Set the data down once more, in full and exactly.

# # # #

Issue #2282, opened 2017-02-03
Improve WebGL's power handling


kenrussell:
Use of the WebGL API currently implies use of the high-power discrete GPU on dual-GPU systems. A "preferLowPowerToHighPerformance" context creation attribute was specified some time ago, but it hasn't been widely implemented, nor used by web pages.

After discussion in the working group, the following decisions were made:

1) replace preferLowPowerToHighPerformance with an enumerant:
powerPreference = "low_power", "high_performance", "default"

2) getContextCreationAttributes should return the user's powerPreference request *unless* the system had to override it for some reason.

3) Advertise to WebGL developers that the WEBGL_lose_context is a way to forcibly terminate their context.

4) Advertise to WebGL developers that their context may be lost at any time -- for example, if a tab using WebGL has been in the background for a long time.

The working group notes that it's very difficult to handle this automatically. On macOS, it appears to be possible to dynamically switch between the integrated and discrete GPU for running WebGL content without losing the context ( https://codereview.chromium.org/2627323007/ ). The same is not possible on Windows; it is not possible to seamlessly migrate multisampled renderbuffers between GPUs, for example.

Edge attempted to dynamically switch between the integrated and discrete GPUs based on how much GPU load the WebGL application induced. (Multisampled renderbuffers were resolved to single-sample textures before migration, and other corner cases were handled as well.) The result was flaky; developers could not reliably use either GPU, so the mechanism was removed from Edge. Other browser implementers should learn from this experience.

grorg:
Oops. I didn't notice this when I started my work :(

RafaelCintron:
@kenrussell , the section in the issue about Edge is not quite correct.  

In previous versions of Microsoft's WebGL implementation, there was a feature that monitored WebGL performance of the system using disjoint timer queries.  To avoid runaway WebGL pages from adversely interfering with the responsiveness of the desktop, the feature kicked the website into software mode if it encountered too many long frames.  The rationale is that CPUs are generally much better able to preemptively schedule workloads than GPUs.  

The feature was ultimately removed from the product because CPU workloads were easy to become entangled with GPU measurements using disjoint timer queries. This led to pages getting pushed into software mode unintentionally, which caused developer frustration.  We decided to instead rely on the system being able to let the user close runaway browser tabs when they are not satisfied with performance.   

[...]

PR #2283, opened 2017-02-03
Rename preferLowPowerToHighPerformance to powerPreference.

kenrussell:
Document that WEBGL_lose_context extension should destroy graphics
resources.

### DIFF
--- a/extensions/WEBGL_lose_context/extension.xml
+++ b/extensions/WEBGL_lose_context/extension.xml
@@ -37,13 +37,19 @@ interface WEBGL_lose_context {
   </idl>
   <newfun>
     <function name="loseContext" type="void">
-      When this function is called and the context is not lost, simulate
+      <p>When this function is called and the context is not lost, simulate
       losing the context so as to trigger the steps described in the WebGL
       spec for handling context lost. The context will remain in the lost
       state according to the WebGL specification until
       <code>restoreContext()</code> is called.  If the context is already
       lost when this function is called, generate an
-      <code>INVALID_OPERATION</code> error.
+      <code>INVALID_OPERATION</code> error.</p>
+
+      <p>Implementations should destroy the underlying graphics context and
+      all graphics resources when this method is called. This is the
+      recommended mechanism for applications to programmatically halt their
+      use of the WebGL API.</p>
+
     </function>
     <function name="restoreContext" type="void">
       When this function is called while the context is lost, and the conditions
@@ -99,6 +105,10 @@ interface WEBGL_lose_context {
     </revision>
     <revision date="2014/07/15">
       <change>Added NoInterfaceObject extended attribute.</change>
+    </revision>
+    <revision date="2017/02/03">
+      <change>Per discussion in working group, document that this extension
+      should destroy the underlying context and all graphics resources.</change>
     </revision>
   </history>
 </ratified>
--- a/extensions/WEBGL_lose_context/extension.xml
+++ b/extensions/WEBGL_lose_context/extension.xml
@@ -37,19 +37,13 @@ interface WEBGL_lose_context {
   </idl>
   <newfun>
     <function name="loseContext" type="void">
-      <p>When this function is called and the context is not lost, simulate
+      When this function is called and the context is not lost, simulate
       losing the context so as to trigger the steps described in the WebGL
       spec for handling context lost. The context will remain in the lost
       state according to the WebGL specification until
       <code>restoreContext()</code> is called.  If the context is already
       lost when this function is called, generate an
-      <code>INVALID_OPERATION</code> error.</p>
-
-      <p>Implementations should destroy the underlying graphics context and
-      all graphics resources when this method is called. This is the
-      recommended mechanism for applications to programmatically halt their
-      use of the WebGL API.</p>
-
+      <code>INVALID_OPERATION</code> error.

# # # #

→ Task output:
Issue #2282, opened 2017-02-03
Improve WebGL's power handling


kenrussell:
Use of the WebGL API currently implies use of the high-power discrete GPU on dual-GPU systems. A "preferLowPowerToHighPerformance" context creation attribute was specified some time ago, but it hasn't been widely implemented, nor used by web pages.

After discussion in the working group, the following decisions were made:

1) replace preferLowPowerToHighPerformance with an enumerant:
powerPreference = "low_power", "high_performance", "default"

2) getContextCreationAttributes should return the user's powerPreference request *unless* the system had to override it for some reason.

3) Advertise to WebGL developers that the WEBGL_lose_context is a way to forcibly terminate their context.

4) Advertise to WebGL developers that their context may be lost at any time -- for example, if a tab using WebGL has been in the background for a long time.

The working group notes that it's very difficult to handle this automatically. On macOS, it appears to be possible to dynamically switch between the integrated and discrete GPU for running WebGL content without losing the context ( https://codereview.chromium.org/2627323007/ ). The same is not possible on Windows; it is not possible to seamlessly migrate multisampled renderbuffers between GPUs, for example.

Edge attempted to dynamically switch between the integrated and discrete GPUs based on how much GPU load the WebGL application induced. (Multisampled renderbuffers were resolved to single-sample textures before migration, and other corner cases were handled as well.) The result was flaky; developers could not reliably use either GPU, so the mechanism was removed from Edge. Other browser implementers should learn from this experience.

grorg:
Oops. I didn't notice this when I started my work :(

RafaelCintron:
@kenrussell , the section in the issue about Edge is not quite correct.  

In previous versions of Microsoft's WebGL implementation, there was a feature that monitored WebGL performance of the system using disjoint timer queries.  To avoid runaway WebGL pages from adversely interfering with the responsiveness of the desktop, the feature kicked the website into software mode if it encountered too many long frames.  The rationale is that CPUs are generally much better able to preemptively schedule workloads than GPUs.  

The feature was ultimately removed from the product because CPU workloads were easy to become entangled with GPU measurements using disjoint timer queries. This led to pages getting pushed into software mode unintentionally, which caused developer frustration.  We decided to instead rely on the system being able to let the user close runaway browser tabs when they are not satisfied with performance.   

[...]

PR #2283, opened 2017-02-03
Rename preferLowPowerToHighPerformance to powerPreference.

kenrussell:
Document that WEBGL_lose_context extension should destroy graphics
resources.

### DIFF
--- a/extensions/WEBGL_lose_context/extension.xml
+++ b/extensions/WEBGL_lose_context/extension.xml
@@ -37,13 +37,19 @@ interface WEBGL_lose_context {
   </idl>
   <newfun>
     <function name="loseContext" type="void">
-      When this function is called and the context is not lost, simulate
+      <p>When this function is called and the context is not lost, simulate
       losing the context so as to trigger the steps described in the WebGL
       spec for handling context lost. The context will remain in the lost
       state according to the WebGL specification until
       <code>restoreContext()</code> is called.  If the context is already
       lost when this function is called, generate an
-      <code>INVALID_OPERATION</code> error.
+      <code>INVALID_OPERATION</code> error.</p>
+
+      <p>Implementations should destroy the underlying graphics context and
+      all graphics resources when this method is called. This is the
+      recommended mechanism for applications to programmatically halt their
+      use of the WebGL API.</p>
+
     </function>
     <function name="restoreContext" type="void">
       When this function is called while the context is lost, and the conditions
@@ -99,6 +105,10 @@ interface WEBGL_lose_context {
     </revision>
     <revision date="2014/07/15">
       <change>Added NoInterfaceObject extended attribute.</change>
+    </revision>
+    <revision date="2017/02/03">
+      <change>Per discussion in working group, document that this extension
+      should destroy the underlying context and all graphics resources.</change>
     </revision>
   </history>
 </ratified>
--- a/extensions/WEBGL_lose_context/extension.xml
+++ b/extensions/WEBGL_lose_context/extension.xml
@@ -37,19 +37,13 @@ interface WEBGL_lose_context {
   </idl>
   <newfun>
     <function name="loseContext" type="void">
-      <p>When this function is called and the context is not lost, simulate
+      When this function is called and the context is not lost, simulate
       losing the context so as to trigger the steps described in the WebGL
       spec for handling context lost. The context will remain in the lost
       state according to the WebGL specification until
       <code>restoreContext()</code> is called.  If the context is already
       lost when this function is called, generate an
-      <code>INVALID_OPERATION</code> error.</p>
-
-      <p>Implementations should destroy the underlying graphics context and
-      all graphics resources when this method is called. This is the
-      recommended mechanism for applications to programmatically halt their
-      use of the WebGL API.</p>
-
+      <code>INVALID_OPERATION</code> error.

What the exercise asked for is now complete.